The production of ATP is critically important for survival and so its manufacturing of ATP is inherently dynamic and adaptable. The body will take whatever it is fed and turn it into energy using whichever pathway is available. So even when we feed ourselves garbage food, the body will do its best to manufacture some quantity of energy. The body does, however, have preferences. Importantly, different types of cells favor specific fuel types or pathways.

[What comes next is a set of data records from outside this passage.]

PR #10974, opened 2019-07-15
Simplify the `PDFDocument.fingerprint` method slightly

Snuffleupagus:
The way that this method handles documents without an `ID` entry in the Trailer dictionary feels overly complicated to me. Hence this patch adds `getByteRange` methods to the various Stream implementations[1], and utilize that rather than manually calling `ensureRange` when computing a fallback `fingerprint`.

---
[1] Note that `PDFDocument` is only ever initialized with either a `Stream` or a `ChunkedStream`, hence why the `DecodeStream.getByteRange` method isn't implemented.

### DIFF
--- a/src/core/chunked_stream.js
+++ b/src/core/chunked_stream.js
@@ -218,6 +218,12 @@ class ChunkedStream {
   }
 
   getByteRange(begin, end) {
+    if (begin < 0) {
+      begin = 0;
+    }
+    if (end > this.end) {
+      end = this.end;
+    }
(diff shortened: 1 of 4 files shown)


Snuffleupagus:
*Updated to fix a stupid typo in the commit message, no actual code changes were made.*

timvandermeij (approved):

timvandermeij:
Looks better this way, also with the clamping in those methods. Thanks!

PR #10978, opened 2019-07-17
Scripting

mikedeboer:
The scripting API is be combined into a single JS file (generated by gulp), so that the JS runtime may inject it in one go.
I believe I also fixed the styling of form fields to be properly inherited, but that's faded from my memory a bit now. Changes there look good to cherry-pick in anyways.

In the end this look like a proposal more than a complete implementation.

Please also checkout the accompanying patch for m-c: https://gist.github.com/mikedeboer/c517509c52a474394840b9c295f3cf92

My apologies if I ended up wasting your time with this, but I think it might be a good starting point regardless. Please feel free to throw it away without feeling bad 😜

### DIFF
--- a/extensions/chromium/preferences_schema.json
+++ b/extensions/chromium/preferences_schema.json
@@ -132,6 +132,10 @@
       "type": "boolean",
       "default": false
     },
+    "disableScripting": {
+      "type": "boolean",
+      "default": false
+    },
     "disablePageMode": {
       "description": "DEPRECATED.",
       "type": "boolean",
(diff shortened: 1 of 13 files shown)


timvandermeij:
I notice that I miss quite a bit of context here. Could you provide more information about the intent of the patch? My main question is: what kind of scripting are we talking about? Is there a link to the relevant part of the PDF specification?

timvandermeij:
Closing since there was no response on this for months. I think it's better to open an issue first to discuss the context for this patch, because as of right now we cannot merge this unfortunately.

Issue #4042, opened 2013-12-18
Zooming of pdf.js viewer is affected by zooming of other tabs from same origin


blerner:
Apologies if this is a known issue...  I'm using Firefox 26.0 on Windows, with whatever version of pdf.js is bundled there.

Steps to reproduce:

1) Have two Firefox windows open side by side, to best see the effect.  In one, go to http://A.org/somefile.pdf, and in the other, go to http://A.org/someotherpage.html.
2) Select the window with the PDF open.  Use Ctrl + -/+ to zoom in and out of the PDF.  Note that the PDF.js chrome (the navigation bar with the page counts and icons) stays a fixed size, while the content zooms.
3) Select the other window, and again use Ctrl + -/+ to zoom in and out of the page.  Note the effect on the PDF window -- the chrome and the content all zoom in and out too.  (Actually, it's even subtler: with Ctrl+ +, the navigation bar gets larger, and the content does too, until it reaches the width of the window minus some padding.  Then further Ctrl+ + causes the navigation bar to grow more, and the padding to grow a bit, and hence the content to shrink slightly.  With Ctrl+-, the same thing happens in reverse, where the navigation bar steadily shrinks, and the content grows slightly as the padding shrinks, then the content continues to shrink along with the navigation bar.)

Snuffleupagus:
The latest patch in https://bugzilla.mozilla.org/show_bug.cgi?id=786674 will, among other things, fix this issue as well.

PR #10979, opened 2019-07-17
[Firefox] Re-factor the 'zoomreset' message handling in the viewer (PR 10652 follow-up)

Snuffleupagus:
Given that this special-case only matters for the Firefox PDF viewer, it's probably better to just move it into `firefoxcom.js` instead to reduce unnecessary confusion.

---

Also, unless [bug 786674](https://bugzilla.mozilla.org/show_bug.cgi?id=786674) gets backed out for causing new intermittent failures in [bug 1224848](https://bugzilla.mozilla.org/show_bug.cgi?id=1224848) (which has a potential patch), issue #4042 should now be fixed.

### DIFF
--- a/web/app.js
+++ b/web/app.js
@@ -437,13 +437,8 @@ let PDFViewerApplication = {
     this.pdfViewer.currentScaleValue = newScale;
   },
 
-  zoomReset(ignoreDuplicate = false) {
+  zoomReset() {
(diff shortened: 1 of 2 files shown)


timvandermeij (approved):

timvandermeij:
Good idea, thanks.

PR #10990, opened 2019-07-19
Refactor the `onBeforeDraw`/`onAfterDraw` functionality used in `BaseViewer` and `PDFPageView`

Snuffleupagus:
This functionality is very old, and pre-dates e.g. the introduction of the `EventBus` by a number of years. Rather than attaching two callback functions to every single `PDFPageView` instance, it's thus now possible to utilize the `EventBus` such that you only need a grand total of two listeners to achieve the same result.

For the `onAfterDraw` callback the replacement is particularly simple, given that a 'pagerendered' event is already being dispatched in the appropriate spot. An added benefit here is the ability to remove the event listener, since we only ever care about *one* (arbitrary) page being rendered for the `BaseViewer.onePageRendered` promise.

For the `onBeforeDraw` callback, a new 'pagerender' event was thus added to replace the callback.

### DIFF
--- a/web/base_viewer.js
+++ b/web/base_viewer.js
@@ -157,6 +157,7 @@ class BaseViewer {
 
     this.scroll = watchScroll(this.container, this._scrollUpdate.bind(this));
     this.presentationModeState = PresentationModeState.UNKNOWN;
+    this._onBeforeDraw = this._onAfterDraw = null;
     this._resetView();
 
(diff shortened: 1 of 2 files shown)


timvandermeij (approved):

timvandermeij:
Looks good! I really like the decoupling of components using the event bus.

Skeletal muscles, for example, use fatty acids shuttled through the mitochondria for fuel when at rest but switch over to glucose, creatine, or lactate via glycolysis as exercise intensity and/or duration increase. Creatine, synthesized in the liver from glycine (and taken as a popular supplement in the athletic community), is part of a system that effectively recycles ATP in skeletal muscle during intense bouts of exercise. Lactate, originally believed to be a waste product, is actually an important fuel source. The ability to repurpose lactate, and metabolize it into ATP, whether via glycolytic pathways or via derivatives that will enter the mitochondria, is a major determining factor in forestalling fatigue for athletes and non-athletes alike.

You might be thinking, if glycolysis produces less energy per unit of glucose, why would the body choose to use it? Two reasons. The first is speed. Sometimes the energy is needed more quickly than can be provided by the mitochondria. So the body trades some capacity for speed. This occurs in fast-growing cells like the immune cells that need to replicate quickly during an infection. Similarly, high-energy situations like intense and quick bouts of exertion favor glycolysis. These are normal and adaptive. Secondly, glycolysis and its sister pathway, the PPP, also provide important components for cell building. If that is what is required, those are the pathways that will be used.

Unfortunately, glycolysis is also favored when the mitochondria are struggling. Here, molecules that would normally be shuttled into the mitochondria are diverted into other paths, and energy production is diminished. This is common in patients with metabolic disorders. The excess intake of sugars often paired with a lack of micronutrients overwhelms mitochondrial capacity, and as a result, much of the glucose remains in the cell and is either metabolized into what few ATP the cell can muster via glycolysis or shuttled towards other pathways that will act as waste management and expend rather than create energy. Cancer follows this pattern.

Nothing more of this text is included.